Но за обидными словами Джока Джули, видно, почуял что-то, чего мы явно не знали, что-то касающееся его матери. Нам он велел не мешаться не в свое дело. И нам только и осталось прийти назавтра вечером смотреть, как они будут драться. Джули отродясь никого пальцем не тронул, зато у нас в школе не было ни одного мальчишки, кого бы не положил на обе лопатки Джок Кэмпбел. Когда бой начался, Джули сжал кулаки и размахнулся. Но даже ударь он Джока, тот едва ли бы это почувствовал. Джок ударил Джули в лицо одним кулаком, другим – и Джули повалился наземь, нос у него был разбит в кровь.

– Не вставай! – закричали мы. Джули поднялся и попятился. И сделал то, чего мы никогда никому не прощали. Босой ногой пнул Джока в голень. После этого по всем нашим законам нам следовало бы отвернуться от Джули, хотя недозволенный удар был нанесен босой ногой. Но странно, мы и тут оставались на его стороне, только посмеялись: ему самому было явно больней, чем Джону.

– Я тебя за это укокошу! – бешено заорал Джок и обрушился на Джули так, что скоро у того все лицо было в крови, губы разбиты, глаза быстро заплывали синяками. Наконец мы остановили их – каким-то чудом Джули еще держался на ногах, хотя весь был избит. Сдаваться он не желал, хотя давно уже и не пытался сам ударить Джока.

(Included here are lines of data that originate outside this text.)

PR #232, opened 2022-02-17
Fix incorrect message in chat after response on the choice card

dukhovnyi:
MOB-1147

### DIFF
--- a/GliaWidgets/ViewModel/Chat/ChatViewModel.swift
+++ b/GliaWidgets/ViewModel/Chat/ChatViewModel.swift
@@ -743,9 +743,10 @@ extension ChatViewModel {
 // MARK: Choice Card
 
 extension ChatViewModel {
-    private func sendChoiceCardResponse(_ option: ChatChoiceCardOption, to messageId: String) {
-        guard let value = option.value else { return }
-        environment.sendSelectedOptionValue(value) { [weak self] result in
+    func sendChoiceCardResponse(_ option: ChatChoiceCardOption, to messageId: String) {
+
+        guard let option = option.asSingleChoiceOption() else { return }
+        environment.sendSelectedOptionValue(option) { [weak self] result in
             guard let self = self else { return }
 
             switch result {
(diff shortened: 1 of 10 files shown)


kuldar-daniel (approved):

GliaWidgets/ViewModel/Chat/ChatViewModel.swift
```diff
@@ -744,8 +744,9 @@ extension ChatViewModel {
 
 extension ChatViewModel {
     private func sendChoiceCardResponse(_ option: ChatChoiceCardOption, to messageId: String) {
-        guard let value = option.value else { return }
-        environment.sendSelectedOptionValue(value) { [weak self] result in
+
+        guard let option = option.asSingleChoiceOption() else { return }
+        environment.sendSelectedOptionValue(option) { [weak self] result in
```
igorkravchenko, line 749: Let's add test ensuring that new `environment.sendSelectedOptionValue` is called. I suppose the easiest way to test it is to make `sendChoiceCardResponse` internal instead of `private`.

dukhovnyi: I added a lot of mocks, but now this case covered by test :)
fixed - 5f91fc53ba4437584fe7446ecf1f42ecc2dd4ca2

GliaWidgetsTests/Sources/ChatViewModelTests.swift
```diff
@@ -0,0 +1,65 @@
...
+            environment: .init(
+                chatStorage: .failing,
+                fetchFile: { _, _, _ in },
+                sendSelectedOptionValue: { _, _ in
+                    calls.append(.sendSelectedOptionValue)
+                },
+                uploadFileToEngagement: { _, _, _ in },
+                fileManager: fileManager,
+                data: .failing,
+                date: { Date() }
```
igorkravchenko, line 43: I would like to suggest to use mock, like Date.mock or something similar if possible. This is because date is a side-effect, and if for example we are to have some snapshot-based tests, it can cause problems.

dukhovnyi: fixed - 26afd5001506dff4d7261fb2783e8d0ba19df698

Джок отер кровь с кулаков о землю и пригрозил, что всех нас уничтожит: зачем помешали додраться. Джули молчал. Только сплевывал кровь и весь был в крови, но когда мы очень благородно довели его до дому, сказал, что туда нам нельзя.

– Уходите, – сказал он. – Уходите.

Плакать он не плакал, но потом одна девушка, Эйлин Харли, рассказала мне: когда мы ушли, Джули сидел во дворе у поленницы и в одиночестве тихонько всхлипывал. Показываться матери он не хотел, но она все-таки увидела его, от страха чуть не упала в обморок и тут же со слезами кинулась его обнимать.

– Не трогай меня, – сказал Джули, высвобождаясь. – Не трогай.

Миссис Кристо хотела обмыть ему лицо, но Джули не подпустил ее к себе и ушел за поленницу.

Наутро он, не стыдясь, не пряча изукрашенное синяками лицо, явился в школу, и все мы за это еще больше его зауважали. А когда он подошел к Джоку Кэмпбелу и исступленно, хоть и неумело, будто иностранное слово, выговаривая ругательство, бросил ему в лицо: «Ублюдок! Ублюдок, ублюдок, ублюдок! Будем драться еще», – мы и вовсе пришли в восторг.

И не в том лишь дело, что мы впервые слышали, как Джули ругается – а, казалось, даже слышать от него такое грех, – но еще никто никогда не осмеливался так обозвать Джока.

– А ты все равно проклятый черномазый,- только и сказал Джок. И отошел, и лишь через много лет я понял: Джули вовсе не обругал Джока. Он назвал настоящим именем то, что было на самом деле, а мы тогда и знать не знали, что означает это слово, оно служило нам просто ругательством.